(Stored records)
PR #1184, opened 2016-06-20
'checked' attribute should be set when string boolean like "true" is used

kromit:
I am using a key-value map as `intialValues`. The map is coming from server but the server has no knowledge about values so it sends all values as string. 

String `"true"` is a valid value for the `checked` attribute in react so it should also be for redux-form.

### DIFF
--- a/src/readField.js
+++ b/src/readField.js
@@ -115,7 +115,7 @@ const readField = (state, fieldName, pathToHere = '', fields, syncErrors, asyncV
     const initialFormValue = read(`${name}.initial`, form);
     const initialValue = initialFormValue || read(name, initialValues);
     field.name = name;
-    field.checked = initialValue === true || undefined;
+    field.checked = String(initialValue).toLowerCase() === 'true' || undefined;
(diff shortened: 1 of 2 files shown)


erikras:
Sure, seems reasonable.

src/readField.js
```diff
@@ -115,7 +115,7 @@ const readField = (state, fieldName, pathToHere = '', fields, syncErrors, asyncV
     const initialFormValue = read(`${name}.initial`, form);
     const initialValue = initialFormValue || read(name, initialValues);
     field.name = name;
-    field.checked = initialValue === true || undefined;
+    field.checked = String(initialValue).toLowerCase() === 'true' || undefined;
```
ooflorent: I don't like this condition... A more descriptive test would have been better in my opinion, something like:

```js
initialValue === true || initialValue === "true" || undefined
```

erikras:
Yeah, the test has failed, too. I'm repairing.

erikras:

PR #236, opened 2021-06-08
support large proofs in LaTeX

MichaelRawson:
Vampire's LaTeX output does not support large proofs well, such as those found by AVATAR. If the inference is too wide or long, it overflows the page. There is not an easy fix for this with the usual document model.

This branch changes the output routine to produce one page per inference, shrunk to size. Since the output is only intended for human consumption (?) this is not a breaking change. See attached files showing LaTeX output from `PUZ010-1`.

[before.pdf](https://github.com/vprover/vampire/files/6617080/before.pdf)
[after.pdf](https://github.com/vprover/vampire/files/6617144/after.pdf)

### DIFF
--- a/Shell/LaTeX.cpp
+++ b/Shell/LaTeX.cpp
@@ -67,13 +67,13 @@ using namespace Kernel;
 
 vstring LaTeX::header()
 {
-    vstring res =  "\\documentclass[fleqn]{article}\n"
-    "\\usepackage{fullpage,latexsym}\n"
-
-    "\\newenvironment{VampireProof}{%\n"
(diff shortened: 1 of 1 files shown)


easychair:
LaTeX has a \nopagebreak command that can be used for a single inference.
The result is that some pages will still have several inferences, which is
more convenient for humans.

A

MichaelRawson:
Hey Andrei,

I tend to agree. I'll look into `\nopagebreak` and see if I can get it to play well with [`standalone`](https://ctan.org/pkg/standalone).

PR #238, opened 2021-06-21
Option cleanup

quickbeam123:
Removing some unused options and cleaning the Options module a bit


ibnyusuf:
Look reasonable. If we can remove these from `Options.*` and Vampire still compiles it is safe to assume that these options are not functional.

ibnyusuf (approved):

PR #247, opened 2021-07-19
Reorganising HOL options

ibnyusuf:
- Added a new tag `HIGHER_ORDER` to the option tags and reclassified all higher-order options with this tag
- Reorganised the Options.cpp file to bring the various higher-order options together


quickbeam123:
I know the warning message (and now also the tag) are already there, but could you possibly find a more discriminating name for `superposition`?

ibnyusuf:
Do you mean something that makes it stand out as being linked to HOL? Whatabout `superposition_hol`?

quickbeam123:
Yes. `superposition_hol` would sure work!

ibnyusuf:
Renamed

PR #253, opened 2021-07-22
disable C++11 thread-safe statics, unused

MichaelRawson:
C++11 mandates that concurrent initialisation of local `static` variables is thread-safe. Vampire generally assumes that we work in a single-threaded context (don't I know it...), but thread-safe initialisation adds [some overhead](https://godbolt.org/z/vx9fd541K) regardless of whether we use it or not. Disable this via compiler flag.

No measurable performance improvement, but every little helps. Binary size is down 30KB on my machine.

Should in principle be safe since the behaviour is identical in a single-threaded context. Scary global change to code generation, however...

### DIFF
--- a/CMakeLists.txt
+++ b/CMakeLists.txt
@@ -9,6 +9,13 @@ set(CMAKE_CXX_STANDARD 14)
 set(CMAKE_CXX_STANDARD_REQUIRED ON)
 set(CMAKE_CXX_EXTENSIONS OFF)
 
+# configure compilers
+if(CMAKE_CXX_COMPILER_ID STREQUAL GNU OR CMAKE_CXX_COMPILER_ID MATCHES Clang$)
+  add_compile_options(-Wall)
+  # we don't use multithreading in (mainline!) Vampire
+  add_compile_options(-fno-threadsafe-statics)
+endif()
+
 # compile command database
 set(CMAKE_EXPORT_COMPILE_COMMANDS ON)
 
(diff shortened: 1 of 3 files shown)


quickbeam123:
Interesting! Especially the "Binary size is down 30KB on my machine."

I guess, I will give it a try in Makefile too ;)

MichaelRawson:
@quickbeam123 - apologies for the lack of build-system parity. ;-) Also planning a follow-up RTTI PR if you like this one which is more impactful...

selig:
@quickbeam123 should we add the Makefile change to this PR?

quickbeam123:
That's what I was planning on doing!

MichaelRawson:
@quickbeam123 - if you get chance, yes please. Otherwise in a day or two I will get around to it. :-)

quickbeam123:
So, a bit confusingly, I got the opposite result wrt size of the executable:

via Makefile
```
11485444 with -fno-threadsafe-statics
11448892 without

```
via cmake
```
9266656 with -fno-threadsafe-statics
9266304 without
```

using
```
g++ --version
g++ (MacPorts gcc11 11.1.0_2) 11.1.0

```

MichaelRawson:
Weird. Maybe something to do with Linux/Mac ABI differences? It's possible that this flag _increases_ instructions generated on some platforms, but I'd be surprised. Thanks for working out the Makefile, anyway.

PR #256, opened 2021-08-02
Use of `virtual`, `override` and `final` keywords.

MichaelRawson:
Vampire uses a fair amount of dynamic dispatch via class hierarchies.

First change: use the C++11 `override` keyword wherever possible. This allows the compiler to detect errors when e.g. a non-virtual function is overridden. I think this is fairly uncontroversial and does not change machine code.

Second change: use `final` instead of `override` wherever possible. The `final` keyword indicates that a method (or whole class) may not be overridden by subclasses. I think the _semantic_ uses for this in Vampire are fairly rare, but it allows the compiler to "devirtualise" calls in some cases, which may improve performance. I added a note to `HACKING.md` to indicate that this may be changed in most cases if we need to override a method. This might be more controversial and does impact generated machine code (although hopefully positively).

▶ _WORK REQUEST_
Repeat every line of the data word for word until you have repeated the line that contains "I am using a", which is the last one to include.

▶ _RESPONSE TO THE EXERCISE_
PR #1184, opened 2016-06-20
'checked' attribute should be set when string boolean like "true" is used

kromit:
I am using a key-value map as `intialValues`. The map is coming from server but the server has no knowledge about values so it sends all values as string. 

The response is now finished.